AM Best’s Student Challenge Winners Offer Battle Plan for Infectious Disease Remediation
This year’s first-place team members said COVID-19, and its catastrophic impact on small businesses, was the impetus for their idea to help mitigate small-business closures.
- Tom Davis
- June 2022
Merely reopening amid COVID-19 wasn't enough. Saint Joseph's University students Julia Berdzik and Elizabeth Colpe knew that just the right insurance coverage could help ensure the long-term survival of small businesses impacted by infectious disease outbreaks.
Saint Joseph’s University
Saint Joseph’s University
Illinois State University
Florida State University
Their plan, “Infectious Disease Remediation Coverage,” won AM Best's second annual Student Challenge in 2022, which tasked risk management and insurance students from across the country with creating innovative solutions for managing insurance risks.
Colpe and Berdzik said COVID-19, and its catastrophic impact on small businesses, was the impetus for their idea to help mitigate small-business closures resulting from infectious disease outbreaks.
The winning duo said their coverage would seek to guarantee that qualified sanitary services, as well as the distribution of funds for PPE, are involved in infectious disease remediation. Contracts would be signed with companies for these services because demand can cause shortages at the time of an occurrence, Colpe said. “We also planned to provide a support team that would help workers quickly transition into a virtual workspace,” Berdzik said.
Berdzik and Colpe received 70% of the vote and were among three finalists in the challenge. Voting was open to the public from March 14-31.
The challenge is designed to support efforts by AM Best and the industry to develop and attract talented students to the insurance and risk management sector, said Matthew C. Mosher, president and CEO of AM Best Rating Services. The competition was open to undergraduate and graduate students who could submit as individuals or two-member teams.
“Insurance is a purpose-driven industry, and you can see with all these students' submissions what is meaningful to them and how they want to make a positive impact on individuals, businesses and communities,” Mosher said. “I hope they continue to focus on learning and exploring the many possibilities the insurance industry offers to find one that best fits their interests and strengths.”
Other Finalists’ Ideas
The finalists also included Alexander Pearson of Florida State University, who was selected for his submission, “Innovating the Under-Insured,” an interactive app that uses third-party real estate, construction and risk data to identify gaps in a homeowner's insurance coverage and educate consumers on what level of property coverage they truly need.
Paul Dunlap of Illinois State University earned a spot among the finalists for his submission, “Resilience Endorsements,” which offers a way to expand endorsements for homeowners and communities that employ certain resilience measures.

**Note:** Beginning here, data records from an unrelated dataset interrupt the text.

PR #1329, opened 2026-08-15
fix: encode Bebop original taker amount

pedrobergamini:
## What

Fixes Bebop partial fills when the router executes less input than the signed quote.

- Encodes the signed quote's `amount_in` as the original filled taker amount. `BebopExecutor` compares this value with runtime `amountIn`, so using `amount_out` mixed input and output token units.
- Parses the provider's full big endian `u64` offset and rejects malformed values or values that do not fit the executor's `u8` field.

## Testing

- Adds focused encoder coverage with different estimated input, signed input, and output amounts.
- Adds a TychoRouterV3 regression that routes a 10 WETH runtime fill from a 20 WETH signed quote through Dispatcher and BebopExecutor.


die-herdplatte (approved):
Thank you very much!

zach030 (commented):
LGTM. Could you please resolve the conflicts?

Under his proposal, Dunlap said he would be operating a consulting company that would sell his product to insurance companies. “It would create a metric on the basis of looking at community guidelines, as well as individual guidelines, then creating a score,” he said.
The score would be based on how the policyholders and the communities demonstrate a “certain resilience” amid a catastrophic event. The insurer could then set a certain discount for that policyholder and go about pricing the policy, Dunlap said.
Dunlap said his idea was inspired by rising natural catastrophe losses.
“With climate change being at an all-time high, insurers are experiencing record losses. There's been a pretty good correlation between resilience measurements and the outcomes of lowering losses,” he said. “I believe FEMA puts the hurricane losses at somewhere [here:] For every $1 we invest in resilience, we get about $11 in return, which seems like a pretty good deal in my opinion.”
Pearson said his phone app would provide “unbiased information” about coverage levels and rebuilding costs. The intent is to prevent homeowners from being underinsured, he said, as well as to provide “information efficiency.”
“It's a one-stop shop for all your information when it comes to property and home insurance. Instead of having different companies [having] different biases on their insurance, this brings all your property insurances and different packages into one place. It shows what that extended replacement cost looks like. It helps the underinsured. It helps the coverage gap situation,” Pearson said.
It also helps if you make home improvements, he said. If you refurnished your basement, for instance, “you add that piece of information to your home model within the app, and it will tell you the current value of your home,” he said.
“It provides education that you might not get from agents and brokers and it brings into the app,” Pearson said. “It's going to simplify it. The regular consumer can look at it and understand, at least a little bit, what they're getting themselves into.”
Facts Behind Winning Submission
When they were researching for their proposal, Colpe and Berdzik found that about half of U.S. small businesses operate with less than 15 days of cash reserves, and even healthy small and midsize enterprises usually have less than two months. “As we know, these businesses were closed a lot longer than the two weeks to eventually be reopened, so they got decimated financially,” Berdzik said.
Amid the COVID-19 pandemic lockdowns, extra unexpected expenses associated with the health and safety exposures also depleted cash reserves, Berdzik said. “This can help explain why there were so many extra permanent business closures—200,000, to be exact, within the first pandemic year when compared to previous years, ” she said.